I don't think they notice small things like that. Just one of those things women tend to overthink but I like all colors espicially blues and pinks! <3 it depends though certain people look good in certain colors!


----------



## Monotony (Mar 11, 2012)

I rarely notice, don't really think it looks that good any ways. But that's just my opinion.


----------



## Dissonance (Dec 27, 2011)

I don't like nail polish it's ugly in my opinion.


----------



## Ape in space (May 31, 2010)

Clear.

That was a joke, but actually there is such a thing as clear nail polish. I saw my sister putting it on once. I'm absolutely baffled by it.


----------



## GameGuy (Oct 5, 2011)

^Umm. LOL! That wasn't exactly "Nail Polish". It's more of a nail treatment/coating agent that makes the nails have a nice glossy shine. Some I believe are even used as a antifungal type of agent.

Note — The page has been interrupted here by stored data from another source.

PR #473, opened 2016-01-11
WIP fixing file handling

dirvine:
file handler needs rewrite, using lots of libc:: and very little rust to handle writing and reading files. Issue is serialisation, but will require work in HO as this part is in need of a refactor.

[Review on Reviewable](https://reviewable.io/reviews/maidsafe/crust/473)


maidsafe-highfive:
r? @inetic

PR #477, opened 2016-01-12
WIP - continued cleanup

dirvine:
Removed Acceptor 
Use socket_addr::SocketAddr (serialisable) - still unsure of this one as perhaps it make smore sense to always pass endpoints to allow easy addition of more protocols etc. 
TODO
1. Compile 
2. Get tests passing again
3. Remove callbacks being sent on channels etc.
4. Agree v1.0.0 API
5. Implement API
   6 Create network wide tests or holepunching, udt etc. test via home pc's digital ocean etc. 

Nice 
Cut down threads considerably, potentially look at integrating mio as heart of system, possibly look at Andrews mioco (if we can be in stable)

[Review on Reviewable](https://reviewable.io/reviews/maidsafe/crust/477)


maidsafe-highfive:
r? @inetic

PR #478, opened 2016-01-13
Clean up endpoints etc

ustulation:
[Review on Reviewable](https://reviewable.io/reviews/maidsafe/crust/478)


maidsafe-highfive:
r? @vinipsmaker

examples/crust_peer.rs
```diff
@@ -179,7 +174,7 @@ impl UdpData {
 
     pub fn send_to(&self, destination: SocketAddr) {
         let buf = [0u8; 256];
-        assert!(self.socket.send_to(&buf, destination).is_ok());
+        assert!(self.socket.send_to(&buf, &*destination).is_ok());
```
vinipsmaker: ?!?!?!

dirvine: We implemented `Deref` for our `socket_addr::socketAddr` to give a `std::net::ScoketAddr` so this is a dereferenced SocketAddr by reference :-( It is mostly because we wish to serialise SocketAddr and that was not implemented for net::SocketAddr, although the addition of having to deal with `ip::IpAddr` does add even more confusion to the code, just not specifically here.

PR #484, opened 2016-01-15
Fix 482

vinipsmaker:
[Review on Reviewable](https://reviewable.io/reviews/maidsafe/crust/484)

### DIFF
--- a/src/util.rs
+++ b/src/util.rs
@@ -133,6 +133,36 @@ pub fn is_local(ip_addr: &IpAddr, interfaces: &[Interface]) -> bool {
     false
 }
 
+fn ip(addr: &net::SocketAddr) -> IpAddr {
+    match *addr {
+        net::SocketAddr::V4(ref addr) => IpAddr::V4(*addr.ip()),
+        net::SocketAddr::V6(ref addr) => IpAddr::V6(*addr.ip()),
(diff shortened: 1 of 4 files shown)


maidsafe-highfive:
r? @inetic

src/util.rs
```diff
@@ -133,6 +133,36 @@ pub fn is_local(ip_addr: &IpAddr, interfaces: &[Interface]) -> bool {
...
 
+fn ip(addr: &net::SocketAddr) -> IpAddr {
+    match *addr {
+        net::SocketAddr::V4(ref addr) => IpAddr::V4(*addr.ip()),
+        net::SocketAddr::V6(ref addr) => IpAddr::V6(*addr.ip()),
+    }
+}
+
+/// If the endpoint IP address is unspecified return a copy of the endpoint with the IP address
+/// set to the loopback address. Otherwise return a copy of the endpoint.
```
dirvine: This should be config test AFAIK as it's only used for the test function. All in all I feel it needs removed though.

vinipsmaker: https://github.com/maidsafe/crust/pull/484/files#diff-f7206c90a05dcea1bf538304ccae0949R109 is production code, not test code.

PR #489, opened 2016-01-19
Add OurContactInfo::make_their_info method

canndrew:
Routing will need this.

[Review on Reviewable](https://reviewable.io/reviews/maidsafe/crust/489)

### DIFF
--- a/src/event.rs
+++ b/src/event.rs
@@ -51,6 +51,18 @@ pub struct TheirContactInfo {
     pub rendezvous_addrs: Vec<SocketAddr>,
 }
 
+impl OurContactInfo {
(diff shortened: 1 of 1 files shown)


maidsafe-highfive:
r? @vinipsmaker

vinipsmaker:
`OurContactInfo::make_their_info` isn't used nor part of the public API. Won't the compiler complain about unused method?

canndrew:
It should be part of the public.API :/. The compiler didn't complain.

vinipsmaker:
> It should be part of the public.API :/.

[My bad](http://www.urbandictionary.com/define.php?term=My+bad&defid=796865).

PR #493, opened 2016-01-20
Remove the obsolete OnHolePunched event.

afck:
[Review on Reviewable](https://reviewable.io/reviews/maidsafe/crust/493)


afck:
I also exported `ContactInfoResult`, as that needs to be used to handle a `ContactInfoPrepared` event.

PR #508, opened 2016-01-29
Two services can talk to each other - test passes

ustulation:
[Review on Reviewable](https://reviewable.io/reviews/maidsafe/crust/508)


maidsafe-highfive:
r? @vinipsmaker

For me, I like red nail polish. But particularly on you girls' feet. For the hands, well, I like those fake nails you put on, but I don't really care about the color. As long as your hands are smooth.


----------



## Innamorata (Sep 20, 2011)

Clear nail polish is generally undercoat/overcoat and stops your nails from getting stained, and makes the polish last longer.

To answer the question, I don't think most guys would care.


----------



## crome (Dec 2, 2008)

Not black.... Generally, don't care. Make-up/nails, I don't think we really notice those things.


----------



## harrison (Apr 14, 2012)

fallen18 said:


> I don't think they notice small things like that. Just one of those things women tend to overthink but I like all colors espicially blues and pinks! <3 it depends though certain people look good in certain colors!


Oh, we notice, believe me!

One word - red.


----------



## Ckg2011 (Aug 9, 2011)

Pink.


----------



## GameGuy (Oct 5, 2011)

Oh GOD. Whoever came up with that "goth" stuff should be shot. Why is it the PALEST people go with the goth look?


----------



## intheshadows (Apr 5, 2011)

Any colour


----------



## Amorphousanomaly (Jun 20, 2012)

Red nail polish sucks! Even if you use a clear base coat, when you remove it, it leaves trace color on your nails. Gross. I mostly use light pinks with glittery top coats, glitter is cute.


----------



## MrQuiet76 (Aug 26, 2011)

I never really notice and when I do, I usually just wonder why the heck girls care about it so much


----------



## shelbster18 (Oct 8, 2011)

I wear fingernail polish. Lately, I've been wearing hot pink fingernail polish. I did have some really pretty dark blue fingernail polish but it ran out.


----------



## Neo1234 (Mar 6, 2012)

Pink =p


----------



## meeps (Dec 5, 2011)

It seems most guys like pink or red.


----------



## TrcyMcgrdy1 (Oct 21, 2011)

Purple. it's dark and mysterious!


----------



## TenYears (Jan 15, 2010)

Black is my favorite, or bright red.


----------



## Mlochail (Jul 11, 2012)

Dark purple, silver or black


----------



## OutOfControlPanel (Jul 14, 2012)

n/a


----------



## And1 ellis (Jul 8, 2012)

Honestly nice clean nails are better than ones with nail varnish anyday


----------



## Jollygoggles (Mar 3, 2011)

Never notice.


----------